The result was Darkman, a gripping yet goofy tale of rage, revenge, and a renewed chance at lost love, starring a pre-action hero Liam Neeson as a tortured scientist. Inspired by the Universal horror movies of the ‘30s, Darkman was imbued with the look and feel of a comic book, combining kinetic camerawork with images that burst across the screen. Darkman scored terribly in previews, but was critically well-received and commercially successful, spawning two sequels, albeit without Raimi or Neeson. But its visual flair and characterization would also form the blueprint for the director’s next superhero outing, the Spider-Man trilogy.

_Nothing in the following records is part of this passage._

PR #136, opened 2015-05-31
ensime--retry-connect: after successful connection, don't try to dele…

trollusk:
ensime--retry-connect: after successful connection, don't try to delete the current window if it's the only window, as doing this creates an error which breaks ensime.

Instead, switch the view back to the previous buffer, which is usually the buffer from which 'M-x ensime' was invoked.


fommil:
Cool. Presumably this is for the case where you launch ENSIME then close the launching buffer

PR #137, opened 2015-06-05
hopefully work on drone

fommil:


fommil:
blocked by https://github.com/drone/drone/issues/1048

fommil:
@edani @aemoncannon I've very nearly got the emacs tests working in `-batch` mode, which means they will run in drone and won't need a fake display anymore!

But I hit this:

```
error in process filter: Window #<window 44 on *ensime-search-results*> too small for splitting 5
```

in my last run. Any ideas? http://fommil.com/github.com/ensime/ensime-emacs/drone/012b8ad32e065847a48896db39109c0921ab1109

actually, on a somewhat related note... I wonder if perhaps we couldn't just feed IDO or something with our search results, instead of having our own custom mode for it. It feels like there should already be a view out there for displaying live search hits.

fommil:
I think temporarily disabling the interactive search test is the lesser of two evils. I'll raise a ticket to get them working again.

PR #139, opened 2015-06-13
Use hideshow instead of fold-this for foldable stack frames.

jeberger:
Hideshow is included with emacs but fold-this isn't, so using hideshow makes it easier to install

### DIFF
--- a/ensime-pkg.el
+++ b/ensime-pkg.el
@@ -8,7 +8,6 @@
     (yasnippet "0.8.0")
     (popup "0.5.0")
     (scala-mode2 "0.21")
-    (fold-this "0.3.0")
     ))
 
 ;; Local Variables:
--- a/ensime-stacktrace.el
+++ b/ensime-stacktrace.el
@@ -4,7 +4,8 @@
   (require 'cl)
   (require 'ensime-macros))
 
-(require 'fold-this)
+(require 'hideshow)
+(require 'dash)
 
 (defconst ensime-stacktrace-buffer-name-base "*ensime-stacktrace*")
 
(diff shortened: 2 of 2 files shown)


fommil:
cool! But I don't get any visual indication when something is folded... and `C-c C-p` doesn't seem to unfold anything. Can you look into that please and we'll merge when it's fixed.

jeberger:
This should fix it...

fommil:
I'm not seeing anything. I'm also not able to run `C-c C-p` to expand anything.

Are you testing this after doing a `C-c C-c`?

jeberger:
Yes, `C-c C-c` to parse the stack trace, then `C-c C-f` to enable folding and `C-c C-p` to expand the folded parts. Some points worth checking:

 - Folding does not work as-is. I had to manually `(require 'dash)` and to change `--any` to `--any?` on line 84 of `ensime-stacktrace.el`. This issue is also present in the original code. I haven't done anything about it since I assumed that the original works for other people, but you might want to check if you are affected.

 - Folding leaves the first line of the folded section visible with `...` appended, unless the section consists only of a single line in which case folding doesn't do anything.

 - `C-c C-p` only expands the section pointed to by the cursor. You need to have the text cursor somewhere on the same line as the `...` but not at the end of the line for it to expand.

 - Standard hideshow shortcuts still apply, so `C-c @ C-s` should also allow you to expand a single section and `C-c @ C-M-s` should expand everything.

fommil:
hmm, can you add your dash fixes to the PR? Maybe that'll help

fommil:
btw, ignore Shippable. It's broken.

fommil:
nice! That works for me. Can you please squash your commits?

jeberger:
How do I do that? I ususally use Mercurial and am not familiar with the git commands. I tried `git rebase -i` which allowed me to squash the commits locally, but now github is rejecting my push…

fommil:
when you rewrite history, you need to force push (or `sith` as I call it :stuck_out_tongue: ) `git push -f`

jeberger:
Thanks, done.

fommil:
thanks! :smile:

PR #140, opened 2015-06-20
Implicit conversion highlighting

edani:
This PR goes with ensime/ensime-server#1004 . I could use some feedback on the UI.

- Implicit conversions are shown using the compiler-warning face, and with a question mark in the margin
- For implicit parameters, only the last character is highlighted. The reason is that the conversion ranges are usually pretty large (think

```
something map {
...
}
```

so I didn't want to highlight the whole thing

- hovering on a highlighted area, or typing `C-c C-v e`  (same keybinding as for showing compiler notes) anywhere on a line shows all implicits that are applied on that line.

Future work should include jumping to the definition of the implicit(s) being applied.

### DIFF
--- a/ensime-client.el
+++ b/ensime-client.el
@@ -879,7 +879,7 @@ copies. All other objects are used unchanged. List must not contain cycles."
 
 (defun ensime-rpc-doc-uri-at-point (file point)
   (ensime-eval
-   `(swank:doc-uri-at-point ,file ,point)))
+   `(swank:doc-uri-at-point ,file ,(ensime-externalize-offset point))))
 
 (defun ensime-rpc-doc-uri-for-symbol (fqn &optional member-name member-signature)
   (ensime-eval
--- a/ensime-client.el
+++ b/ensime-client.el
@@ -1115,8 +1115,17 @@ copies. All other objects are used unchanged. List must not contain cycles."
   (ensime-eval `(swank:shutdown-server)))
 
 (defun ensime-rpc-symbol-designations (file start end requested-types continue)
+  (when (version< (ensime-protocol-version) "0.8.15")
+    (setq requested-types (remove 'implicitParams requested-types))
+    (setq requested-types (remove 'implicitConversion requested-types)))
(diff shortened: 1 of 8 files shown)


fommil:
I'm seeing this every time I save a file:

```
Error running ensime-source-buffer-saved-hook: (wrong-type-argument listp +)
```

fommil:
I'm noticing a lot of stray error/warning markers in my sidebar. Has the logic to clear them when we receive scala-notes changed perhaps? (I might have introduced a regression with my akka PR)

aemoncannon:
They should be cleared explicitly on receipt of a clear-all event...

edani:
I pushed changes to the UI: colors are less warning-y, and I added types in the implicit info. Let me know how you like it.

fommil:
Looks like two real failures

```
Error executing test: (ensime-test-interrupted . Test interrupted: (ensime-test-assert-failed . Expected truth of (memq sym-type (ensime-sem-high-sym-types-at-point)).).), moving to next.
```

```
Error executing test: (ensime-test-interrupted . Test interrupted: (ensime-test-assert-failed . Expected (ensime-implicit-notes-at (point)) to equal ("Implicit parameters added to call of stringToB(\"xxx\"): (zz: scala.Int)" "Implicit conversion of \"xxx\" using stringToB: (s: String)(implicit x: Int)pack.B"), but was nil.).), moving to next.
```

fommil:
Fantastic! I'll probably customise the face colour in `darcula` but this is nice.

Any chance of using the shortnames for the types and also changing the formatting a little? e.g.

```
Implicit conversion of sender() using actorRef2Scala: (ref: akka.actor.ActorRef)akka.actor.ScalaActorRef
```

goes to

```
Implicit conversion of sender() using actorRef2Scala(ref: ActorRef): ScalaActorRef
```

edani:
The test failure is normal, it needs the server-side change! I'll re-run the test once the server part is merged.

I'll fix the function description to use shortnames as well.

fommil:
I'll raise this with your commits rebased and merge, awesome!

PR #143, opened 2015-06-27
Utilities for importing package contents into the REPL.

dangerousben:

PR #144, opened 2015-06-27
Require config file but not server to launch a REPL.

dangerousben:
As suggested here: https://github.com/ensime/ensime-server/issues/972#issuecomment-104881777

Implementing this now because it will make it easier to write tests for https://github.com/ensime/ensime-emacs/pull/143

### DIFF
--- a/ensime-config.el
+++ b/ensime-config.el
@@ -80,8 +80,8 @@
 		  guess
 		  nil
 		  (if guess (file-name-nondirectory guess) "")))))
-
-    (if (and (file-exists-p file)
+    (if (and file
+             (file-exists-p file)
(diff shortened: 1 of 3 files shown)


fommil:
great! So this looks like it'll work if someone calls it programmatically but what about if somebody calls it interactively without a server up? Will it prompt for the `.ensime` file?

Also, note the work that @greenrd is doing in https://github.com/ensime/ensime-emacs/pull/138 as it sounds like that "default to autodiscovered" behaviour might also be appropriate here.

dangerousben:
Yes, it prompts.  If a flag is added to autodiscover independent of autogenerating the config file I expect it would just work.

PR #2, opened 2014-06-12
Split API classes and interfaces

jmikola:
Split previous API files into many more classes and interfaces. Manager and Server APIs were left as-is.

It may be helpful to create a class hierarchy/diagram.


jmikola:
Oops, didn't mean to link to this from #1943.

PR #26, opened 2015-03-12
Store WriteConcern in WriteResult to allow reporting of acknowledgement

jmikola:
* https://jira.mongodb.org/browse/PHPC-168
 * https://jira.mongodb.org/browse/PHPC-170
 * https://jira.mongodb.org/browse/PHPC-177

### DIFF
--- a/php_phongo.c
+++ b/php_phongo.c
@@ -486,9 +486,11 @@ bool phongo_execute_write(mongoc_client_t *client, char *namespace, mongoc_bulk_
 	mongoc_bulk_operation_set_client(bulk, client);
 
 	/* If a write concern was not specified, libmongoc will use the client's
-	 * write concern. */
+	 * write concern; however, we should still fetch it for the write result. */
 	if (write_concern) {
 		mongoc_bulk_operation_set_write_concern(bulk, write_concern);
+	} else {
+		write_concern = mongoc_client_get_write_concern(client);
 	}
 
 	efree(dbname);
@@ -511,6 +513,7 @@ bool phongo_execute_write(mongoc_client_t *client, char *namespace, mongoc_bulk_
 	}
 
 	writeresult = phongo_writeresult_init(return_value, &bulk->result, server_hint TSRMLS_CC);
+	writeresult->write_concern = mongoc_write_concern_copy(write_concern);
 
 	/* The Write failed */
 	if (!hint) {
--- a/php_phongo.c
+++ b/php_phongo.c
@@ -1051,21 +1051,17 @@ void php_phongo_read_preference_to_zval(zval *retval, mongoc_read_prefs_t *read_
 
 void php_phongo_write_concern_to_zval(zval *retval, mongoc_write_concern_t *write_concern) /* {{{ */
 {
-	char                   *wtag;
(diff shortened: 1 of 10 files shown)


php_phongo.c
```diff
@@ -1051,21 +1060,18 @@ void php_phongo_read_preference_to_zval(zval *retval, mongoc_read_prefs_t *read_
...
 		add_assoc_string_ex(retval, ZEND_STRS("w"), wtag, 1);
+	} else if (mongoc_write_concern_get_wmajority(write_concern)) {
+		add_assoc_string_ex(retval, ZEND_STRS("w"), "majority", 1);
 	} else {
-		if (!mongoc_write_concern_get_wmajority(write_concern)) {
-			add_assoc_long_ex(retval, ZEND_STRS("w"), mongoc_write_concern_get_w(write_concern));
-		}
+		const int32_t w = mongoc_write_concern_get_w(write_concern);
+
+		add_assoc_long_ex(retval, ZEND_STRS("w"), w == MONGOC_WRITE_CONCERN_W_DEFAULT ? 1 : w);
```
bjori: Thats not true.
It may feel like w=1, but it isn't. It means server defaults, which can be 5, or majority, or even 0.

bjori: See http://docs.mongodb.org/manual/reference/command/replSetGetConfig/#replSetGetConfig.settings.getLastErrorDefaults

php_phongo.c
```diff
@@ -1051,21 +1060,18 @@ void php_phongo_read_preference_to_zval(zval *retval, mongoc_read_prefs_t *read_
 
 void php_phongo_write_concern_to_zval(zval *retval, mongoc_write_concern_t *write_concern) /* {{{ */
 {
-	char                   *wtag;
+	const char *wtag = mongoc_write_concern_get_wtag(write_concern);
 
 	array_init_size(retval, 5);
 
-	if (mongoc_write_concern_get_w(write_concern) == MONGOC_WRITE_CONCERN_W_DEFAULT) {
-		return;
```
bjori: This was relatively intentional.
If w=MONGOC_WRITE_CONCERN_W_DEFAULT, and fsync and j aren't specifcally provided, then there is no writeConcern.
In pre-2.6 it means that getLastError will be called, with no arguments, and the server defaults applied.
In 2.6+ it means no writeConcern document provided with the write, and the server defaults applied

I'm not sure how mongoc deals with fsync and j defaults.. I guess it doesn't care if they are explicitly provided or not (e.g. overwrite server defaults if explicitly provided).......

bjori:
Other then the comments above, lgtm

php_phongo.c
jmikola: I changed this to omit `w` if it's equal to `MONGOC_WRITE_CONCERN_W_DEFAULT`. We'll still print `wtag`, `"majority"`, or the numeric value for all other cases.

I'd like to do the same for `journal` and `fsync`, but that depends on mongodb/mongo-c-driver#194 being merged. As for `wtimeout`, 0 is considered the empty value for that. Ultimately, I think we need support for `null` arguments to WriteConcern or to simply take an `$options` array and be done with it. One argument is that we're locking ourselves into having an argument for `fsync`, which we already know is deprecated.

PR #33, opened 2015-04-03
PHPC-224: Consolidate Result and Cursor classes into one

jmikola:
* https://jira.mongodb.org/browse/PHPC-224
 * https://jira.mongodb.org/browse/PHPC-225
 * https://jira.mongodb.org/browse/PHPC-215


tests/functional/cursorid-001.phpt
```diff
@@ -16,16 +16,14 @@ $query = new MongoDB\Driver\Query(array(), array(
...
-$cursor = $qr->getIterator();
+$cursor = $manager->executeQuery(NS, $query);
+
 $cursorid = $cursor->getId();
 $s1 = (string)$cursorid;
 var_dump(
     $cursorid,
     $s1
 );
-$cursor->kill();
```
jmikola: This method was removed. Killing of cursors when they go out of scope will be implemented in [PHPC-225](https://jira.mongodb.org/browse/PHPC-225).

tests/functional/cursor-002.phpt
```diff
@@ -1,236 +0,0 @@
...
-var_dump(
-    $cursor->getBatchSize(),
-    $cursor->setBatchSize(15),
-    $cursor->getBatchSize(),
-    $cursor->isDead()
-);
-
-
-
-for($j=0, $cursor->rewind(); $cursor->valid(); $cursor->next(), $j++) {
```
jmikola: This test wasn't relevant anymore, since we're no longer implementing Iterator.

That said, I don't understand why the cursor was dumped on the 10th iteration and we expected `firstBatch` to be:

```
array(1) {
  ["username"]=>
  string(16) "abernathy.audrey"
}
```

tests/functional/cursor-001.phpt
```diff
@@ -14,35 +14,16 @@ $query = new MongoDB\Driver\Query(array(), array(
...
 
 foreach ($cursor as $document) {
     echo $document['username'] . "\n";
 }
 
-var_dump(
-    $cursor->getBatchSize(),
-    $cursor->setBatchSize(15),
-    $cursor->getBatchSize(),
-    $cursor->isDead()
```
jmikola: The batchSize methods were removed, as we no longer allow this to be changed during iteration (we simply initialize it based on the Query's option). `isDead()` can be tested elsewhere.

tests/functional/cursorid-001.phpt
jmikola: Tests for kill on destruct are now added.

php_phongo.c
```diff
@@ -1638,34 +1627,32 @@ static void phongo_result_iterator_move_forward(zend_object_iterator *iter TSRML
...
 	}
-	if (mongoc_cursor_next(result->cursor, &doc)) {
-		MAKE_STD_ZVAL(result->visitor_data.zchild);
-		bson_to_zval(bson_get_data(doc), doc->len, &result->visitor_data);
+	if (mongoc_cursor_next(cursor->cursor, &doc)) {
+		MAKE_STD_ZVAL(cursor->visitor_data.zchild);
+		bson_to_zval(bson_get_data(doc), doc->len, &cursor->visitor_data);
 	} else {
-		iter->funcs->invalidate_current(iter TSRMLS_CC);
+		/* TODO: is this really necessary? */
```
bjori: Because it'll be called during the dtor?
Maybe its not strictly necessary but I'd prefer to keep it in case someone can find a quirky way of triggering move_forward outside of normal routines.
.. remove the comment?

jmikola: The reason I didn't think it was necessary was that we already call `php_phongo_cursor_free_current()` at the top of this function. Thereafter, the `cursor->visitor_data` is only populated in two possible places:

 * `bson_iter_next()` on `first_batch_iter` succeeded, and the element was a document. `bson_to_zval()` is invoked to populate `cursor->visitor_data` and we return immediately.
 * `mongoc_cursor_next()` returned successfully and sets the `doc` pointer. We then call `bson_to_zval()` to populate `cursor->visitor_data`.

In the latter case (cursor iteration), this line of code is the `else` condition (i.e. cursor iteration didn't have a next document). I don't see any point where `cursor->visitor_data` could have been populated.

bjori: If coverity agrees with you, then just remove it?
I don't see the point in a TODO that will not ever change :]

bjori:
391 additions and 994 deletions

PR #34, opened 2015-04-03
Docs small fix

serebro:


bjori:
Whops. Thanks for the fix!

FYI; the toArray() behaviour is change in the 0.4.0 release, see: https://jira.mongodb.org/browse/PHPC-203

I've merged your fix for now -- we'll have to update the example again once we release 0.4.0 (hopefully early next week).

PR #35, opened 2015-04-14
PHPC-239: Cursor refcount issues

bjori:


php_phongo.c
```diff
@@ -1561,13 +1561,13 @@ static void php_phongo_cursor_iterator_dtor(zend_object_iterator *iter TSRMLS_DC
 {
 	php_phongo_cursor_iterator *cursor_it = (php_phongo_cursor_iterator *)iter;
 
+	php_phongo_cursor_free_current(cursor_it->cursor);
+
```
jmikola: Since this only frees `cursor->visitor_data.zchild` if it's not null, was there a specific reason to move it up? I've no objection if it was just for style points, but I'm curious if there was another reason.

php_phongo.c
```diff
@@ -1634,7 +1634,6 @@ static void php_phongo_cursor_iterator_rewind(zend_object_iterator *iter TSRMLS_
 	php_phongo_cursor_iterator *cursor_it = (php_phongo_cursor_iterator *)iter;
 	php_phongo_cursor_t        *cursor = cursor_it->cursor;
 
-	php_phongo_cursor_free_current(cursor);
```
jmikola: Since we can rewind a command cursor multiple times to iterate through the first batch (before we trigger a getmore), wouldn't this invite a memory leak?

php_phongo.c
bjori: cursor_it->cursor is the php_phongo_cursor_t* of the cursor_it->intern.data zval*.

If you destroy the zval first, the php_phongo_cursor_t* will be invalid.

php_phongo.c
bjori: How do you rewind it?
You can only get here from foreach() -- which will allocate its own get_iterator(), so each foreach() is isolated case.

bjori: Turns out you were somewhat right.

These free_current() are all harmless, so I left them -- but I managed to reproduce the issue of iterating over a cursor twice -- where the second time we would only access the cursor->firstBatch document.

tests/standalone/bug0239.phpt
```diff
@@ -0,0 +1,133 @@
+--TEST--
+TEST-0239: Iterator segfault
```
jmikola: This should be PHPC and omit the leading zero.

jmikola:
LGTM.

PR #38, opened 2015-04-22
add --with-libbson option

remicollet:
Per Fedora Packaging Guidelines, use of bundled libraries is not allowed.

Released on this day in 1990, 12 years before Spider-Man, Darkman also serves as a superhero origin story, with much of the same pathos and struggle to reconcile one’s sense of self. Suffering major burns after a lab explosion rigged by a corrupt crime boss (Larry Drake), Dr. Peyton Westlake (Neeson) is taken to a hospital, where, to spare him unbearable pain, doctors subject him to an experimental procedure. The side-effects? Increased strength and uncontrollable rage. A disfigured Peyton escapes, setting up a makeshift lab to continue working on his synthetic skin prototype. Fun stretches of shenanigans contain an underlying ticking-clock tension as the doctor crafts models of the gang members’ faces, poses as them, and frames them for various crimes, all while working with unstable skin that disintegrates after just 99 minutes.
By the end, the sight of Peyton swinging wildly across the city, squeezing through buildings and over traffic, registers as classic Spider-Man imagery — that he’s holding onto a helicopter the bad guys are fleeing in is a minor detail — but the web connecting both films is apparent even early on.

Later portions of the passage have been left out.